You’ve come a long way, Baby! a.k.a. My Story
On Christmas Eve 2014, I was scrolling through Facebook and came across an image that read….
“A year ago, I would’ve never pictured my life the way it is now.”
Truer words were never spoken.
A chill went through me at reading the words, because it made me stop and think about just HOW different my life truly is these days.
As I started thinking about what life was like just a mere 12 months ago, I realized I needed to share my story. Not to brag about how far I’ve come, or how well my business is doing now, but to give hope to anyone that might be in that place that I was in December 2013.

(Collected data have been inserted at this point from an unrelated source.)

PR #1428, opened 2024-09-27
Move transparent receiver generation to a separate function

dorianvp:


zingolib/src/wallet/keys/unified.rs
```diff
@@ -331,6 +298,57 @@ impl WalletCapability {
...
     }
 
+    /// Generates a transparent receiver if the wallet is capable of it.
+    ///
+    /// If the wallet is not capable of generating a transparent receiver,
+    /// `None` is returned.
+    ///
+    /// The generated receiver is stored in the wallet if the wallet lock is
+    /// acquired.
+    pub fn generate_transparent_receiver(&self, desired_receivers: ReceiverSelection) -> Result<Option<Secp256k1PublicKey>, String> {
```
Oscar-Pepper: non-blocking comment: I would prefer to use `secp256k1::PublicKey` I don't see the need to alias this as it gives the same information to the reader. it's your call here

Oscar-Pepper:
```suggestion
    pub fn generate_transparent_receiver(&self, desired_receivers: ReceiverSelection) -> Result<Option<secp256k1::PublicKey>, String> {
```

zingolib/src/wallet/keys/unified.rs
```diff
@@ -331,6 +298,57 @@ impl WalletCapability {
         Ok(ua)
     }
 
+    /// Generates a transparent receiver if the wallet is capable of it.
+    ///
+    /// If the wallet is not capable of generating a transparent receiver,
+    /// `None` is returned.
+    ///
+    /// The generated receiver is stored in the wallet if the wallet lock is
+    /// acquired.
```
Oscar-Pepper: good comment. well organised and formatted, explains returns with no mistakes

Oscar-Pepper: wallet lock comment I think may be unneccessry but I have no issue here

zingolib/src/wallet/keys/unified.rs
```diff
@@ -15,7 +15,7 @@ use sapling_crypto::note_encryption::SaplingDomain;
 use zcash_primitives::consensus::{BranchId, NetworkConstants, Parameters};
 
 use crate::config::{ChainType, ZingoConfig};
-use secp256k1::SecretKey;
+use secp256k1::{PublicKey as Secp256k1PublicKey, SecretKey};
```
Oscar-Pepper: if my suggestion below is followed, this alias should be removed. in fact its best to remove this whole line and also call SecretKey as `secp256k1::SecretKey` everywhere it's called.

Oscar-Pepper (dismissed):
I have approved but I have non-blocking suggestions. You can merge as is, or apply the suggestions or reply to my comments and re-send for review.

nachog00 (approved):

PR #1431, opened 2024-10-01
update deps to fix zaino dep conflicts

idky137:
restricted bip0039 dep, moved rustls dep.

This is required to update the zingolib/zingo-testutils dep in zaino-testutils


idky137:
all tests pass locally

PR #1561, opened 2024-11-29
Fix off-by-2! Darkside Reloaded

fluidvanadium:
So far:
-darkside bump_chain works with multiple transactions
-darkside generic works with more fixtures
-FIXED off-by-2 production error!

Future:
-feature-gate the accept server txids block.
-Enough features in darkside work that the next eviction test will be writable


fluidvanadium:
superceded by 1577

PR #1564, opened 2024-11-30
Make value transfers more idiomatic

zancas:
This makes `ValueTransfers` implement trait to support an idiomatic interface.

Apart from readability in general it's possible poor ergonomics on this type confused us into writing a bad test:

`fast::tex::send_to_tex`


zancas:
Confirm CLT passes.

dorianvp (approved):

PR #1565, opened 2024-11-30
Investigate send to tex

zancas:
Builds on #1564 which makes value_transfers easier to use.

Why does the first value transfer of sender (which should be a receipt) have a `recipient_address`?

Should it?   Has this already been fixed on @fluidvanadium 's feature branch?


zancas:
OK, mystery solved, the value transfers are sorted by newer first.  No obvious bug.

PR #1575, opened 2024-12-03
Zingo sync mempool

Oscar-Pepper:


zancas:
These changes are incorporated in #1579 .

fluidvanadium:
Why is there not OutgoingTransparentCoin?

Oscar-Pepper:
> Why is there not OutgoingTransparentCoin?

OutgoingSaplingNote and OutgoingOrchardNote come from decrypting the outgoing notes in the transaction but there is no such transparent equivalent.

Oscar-Pepper:
> These changes are incorporated in #1579 .

this PR should be reviewed and merged separately to the removal of getset to keep this PR concise. also there is still ongoing discussion about getset removal

libtonode-tests/tests/sync.rs
```diff
@@ -75,10 +75,10 @@ async fn sync_test() {
     // .await
     // .unwrap();
 
-    increase_server_height(&regtest_manager, 1).await;
-    recipient.do_sync(false).await.unwrap();
-    recipient.quick_shield().await.unwrap();
-    increase_server_height(&regtest_manager, 1).await;
+    // increase_server_height(&regtest_manager, 1).await;
```
AloeareV, line 78: Why is the shield test getting commented out? Is this restored by the verification fix followup pr?

zingo-sync/src/primitives.rs
```diff
@@ -284,7 +290,7 @@ pub struct WalletNote<N, Nf: Copy> {
     nullifier: Option<Nf>, //TODO: syncing without nullfiier deriving key
     /// Commitment tree leaf position
```
AloeareV, line 291: Position is none for mempool and some for confirmed, is this the only source of truth for whether a walletnote is confirmed? If so this needs to be clearer, a comment will probably do the trick,,
```suggestion
    /// Commitment tree leaf position if confirmed, or None for an unconfirmed note
```

zingo-sync/src/sync.rs
```diff
@@ -202,6 +228,102 @@ where
...
+            if mempool_transaction.transparent_coins().is_empty()
+                && mempool_transaction.sapling_notes().is_empty()
+                && mempool_transaction.orchard_notes().is_empty()
+                && mempool_transaction.outgoing_orchard_notes().is_empty()
+                && mempool_transaction.outgoing_sapling_notes().is_empty()
+            {
+                return;
+            }
+
+            // TODO: there is an edge case where txs sent to the mempool that do not return change or create outgoing notes
```
AloeareV, line 298: About this TODO: I think the second step of a send-to-tex doesn't return change, and sends only to transparent. Non-blocking, but worth thinking about.

AloeareV (approved):

libtonode-tests/tests/sync.rs
Oscar-Pepper: this test is just a template test i use to verify things as im developping the PoC. its not a fixed test that will stay in the codebase. integration tests are on the todo lists after PoC is complete

zingo-sync/src/primitives.rs
Oscar-Pepper: well... the single source of truth for whether a note is confirmed is whether the transaction it belongs to is confirmed. I imagine the position will be None for notes in confirmed transactions when we add support for viewing key only wallets for extra speed up right?

zingo-sync/src/sync.rs
Oscar-Pepper: yes I thought of this and i am already working on this edge case in a following PR. im glad you are thinking deeply about the code in various scenarios though!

It was also an exercise in gratitude for all that I have now, because let’s face it – we very quickly adjust to new realities and all too quickly take it for granted.
The following is pulled from what I wrote on Christmas Eve, curled up on the couch with my two young boys, the words pouring out from my fingers, and into my iPhone. I hope they help someone to see the light at the end of the tunnel that I was once so desperate for….
Last year at this time, I was struggling. I had a totally different business model and was making very little money, even though I was working myself to death between my full-time job and my “side business.” (Oh, and trying to actually see my husband and sons in between all of the working.)
I was exhausted, I had no idea what to do to make my business a success, or what the next step was.
I remember finally hitting a breaking point and crying, telling my husband, I can't do this anymore. Something has to change or I need to stop with my business.
While the idea of quitting my job seemed impossible at the time, the idea of ditching my business was completely horrifying. So, I kept going.
What followed in 2014 was a very, very long journey. I didn't always make the right choices, I made some investments in my business that didn't always pay off. There were times I felt like quitting, because there didn't seem to be a light at the end of the tunnel. Or I’d get so close, just to be delayed again.
Something that kept me going was the mantra I took on, “no regrets.” When I'd think about giving up, I'd ask myself – will I regret it when I'm 90?
And I knew I would. Without a doubt. I wouldn't forgive myself for being too scared to take a chance on me and my business. On the dreams I had for what it could become.
And then I'd help someone, and they'd be so grateful. They'd get sales and signups and get closer to their own business goals, and I'd know I had to keep going.
You've Come a Long Way, Baby!
October 31, 2014 was my last day at my full-time job. It was both exciting and terrifying to not have a job for the first time since graduation. (And that was <ahem> a long time ago!)
November and December have been nothing short of miraculous. I've made far more money in these months than I ever did at any full-time job. I have clients that I adore, and I feel like I'm making a difference.
I can't think of any better way to make an impact than to help heart-centered entrepreneurs succeed.
I set my own hours. I rarely work late into the night or on weekends, which was the norm last year. I enjoyed the holidays at home with my family instead of rushing off to an office across town, feeling like I was missing out.
We just planned a vacation for the summer and there was no need to get permission from a boss or worry about “saving” the time off for later in the year. (Hello, freedom!)
I have mastermind partners that mean the world to me. They are sounding boards, counselors, and cheerleaders. They are dear friends, even if I've only met one in person. (Isn’t Facebook grand?!)
Could I have imagined any of this in December 2013?
No. I was too scared and too tired to dream that big. But I took the first step. I got coaching. I surrounded myself with like-minded people. I took chances. I attempted to live without regrets.
When I get to December 2015, I will probably say, “Wow, I had no idea the year would be quite like that!” but now I'm confident that it will all be fantastic! I'm sure there will be some mistakes and times of struggle (that's life), but I'm also sure it will all take me towards amazing things I can barely hope to dream of now.
An Exercise in Gratitude and Possibilities
If you’ve been in the trenches for a while now, take a few minutes – right now – to try a simple exercise that will help you to see – and very importantly – appreciate, all that you actually have accomplished so far.
Grab a pen and paper and start writing down all of the things you’ve done in the past year for the first time. All of the things that scared the life out of you at the time, but now seem like a walk in the park. I promise you there will be so much more to write about than you realize.
Hosting your first teleseminar or webinar. Getting interviewed for a podcast. Running Facebook ads. Doing free consults with potential clients. Sending out your first email newsletter. Hitting “publish” on your first blog post.
Write it all down – every last bit of it. I bet you have pages upon pages. If you can do all of that, you can do anything. Be proud of all you’ve accomplished. Be grateful. Know that there’s so much more to come. You only have to believe – and take action!
If you're where I was last year, hang on. Don't lose faith in your dreams. It might not be easy, and you might stumble along the way, but this time next year could find you in a whole new place in life. One way better than you dare to imagine today.